Mendelegasikan 10 orang dosen untuk mengikuti kegiatan ilmiah tersebut, yakni Rusnoto SKM.,M.Kes (Epid), Anny Rosiana M, M.Kep, Ns, Sp, Kep. J, Noor Cholifah.,M.Kes, Ana Zumrotun N.,M.Kes, Ahmad Nur Sayfiq, M.Pd, Indanah, M.Kep, Ns., Sp.Kep., An, Dwi Astuti, M.Kes, Yunus Mustaqim, SEI., ME., Sy, Mu’adzah, ST., MT, dan Septina Rahmawati, S.Pd., M.Pd.   

Sebelumnya UMKU dan STKIP Muhammadiyah Kuningan telah melaksanakan kegiatan penandatanganan kesepakatan kerjasama Catur Dharma  Perguruan Tinggi Muhammadiyah. Kerjasama ini memayungi kegiatan-kegiatan yang diselenggarakan kedua PTM ini, salah satu implementasi dari kerjasama ini yakni konferensi internasional yang juga diikuti oleh delegasi dari  UMKU.

Ada 3 Keynote Speakers dalam kegiatan ini yakni Mohammad Adam Jerusalem, Ph.D dari Majelisdiktilitbang PP Muhammadiyah, Prof. Dr. Md. Ma’mun Habib dari Independent Univesity Bangladesh, dan Asoc. Prof. Dr. Mimi Nahariah Azwani Binti Mohamed dari Universiti, Tun Hussein Onn Malaysia.

KIC-EHEMSSH ini diantaranya berisi simposium, workshop, dan oral presentasi, dimana para peserta memaparkan hasil penelitian. Materi presentasi yang disampaikan narasumber dan peserta oral presentasi.

Rektor UMKU Rusnoto, menyampaikan dukungannya kepada para dosen yang turut serta dalam kegiatan  ini, ia berharap dosen- dosen terus mengembangkan semangat untuk meneliti. 
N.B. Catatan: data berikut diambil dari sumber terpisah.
PR #918, opened 2026-05-01
fix(assign_channels): Try next-closest subband when closest is full (#658)

### LINKED ISSUE #658: Do not blindly assign resonances to same subband
## Describe the problem
This issue references the change to one channel per subband with 512 subbands.

If two resonators are spaced by less than half the width of a subband (<1.2 MHz), they could be placed within the same subband, with the higher-frequency resonance then not receiving a channel assignment.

“Karena salah satu kewajiban dosen yakni terus merawat ilmu pengetahuan salah satunya adalah dengan melakukan penelitian,” tuturnya.
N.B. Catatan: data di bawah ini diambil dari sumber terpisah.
PR #919, opened 2026-05-01
feat(run_iv): Add cool_voltage option for cool-wait bias (#563)

### LINKED ISSUE #563: run_iv cool_wait at a voltage variable value instead of the highest bias_voltage
## Describe the problem
The current run_iv has cool_wait at np.max(bias).

 Can there be a variable like coolbias_voltage, which if None things do the default thing and if a value, then waits there instead?

## Additional details
Waiting at different value (lower than the highest bias voltage), can help reduce the heat generated during the cool time

ruck314:
## Summary

Closes #563.

`run_iv` previously hardcoded the post-overbias cool-wait TES bias to `np.max(bias)`. This adds an optional `cool_voltage` kwarg so the caller can hold the TES at a lower voltage during the `cool_wait` window to reduce heat dissipated during cooling. When `cool_voltage=None` (default), behavior is unchanged.

- `python/pysmurf/client/debug/smurf_iv.py` — new kwarg threaded into the `overbias_tes_all` call as `tes_bias=(np.max(bias) if cool_voltage is None else cool_voltage)`, plus a matching docstring entry.

## Out of scope

- Adding `cool_voltage` to `smurf_cmd.py` CLI flags.
- Adding a config-file property — keeping parity with `cool_wait` / `overbias_*` which are kwargs only.
- Touching `overbias_tes` / `overbias_tes_all` semantics.

Reviewers: if any of the above should land in this PR rather than a follow-up, please flag it.

## Test plan

- [x] `flake8 --count python/` — 0 issues (matches `.github/workflows/test-or-deploy.yml`)
- [x] Default path: `run_iv(...)` without `cool_voltage` produces the previous `overbias_tes_all(..., tes_bias=np.max(bias), ...)` call (verified by inspection)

Sedangkan Noor Cholifah, M.Kes, ketua LPPM UMKU menyampaikan bahwa Penelitian bagi dosen merupakan kewajiban yang harus dilaksanakan sebagai implementasi dari tri dharma perguruan tinggi, yaitu pendidikan, penelitian dan pengabdian masyarakat. Namun, penelitian dosen tanpa publikasi, dianggap penelitian yang belum sepenuhnya memiliki nilai  makna.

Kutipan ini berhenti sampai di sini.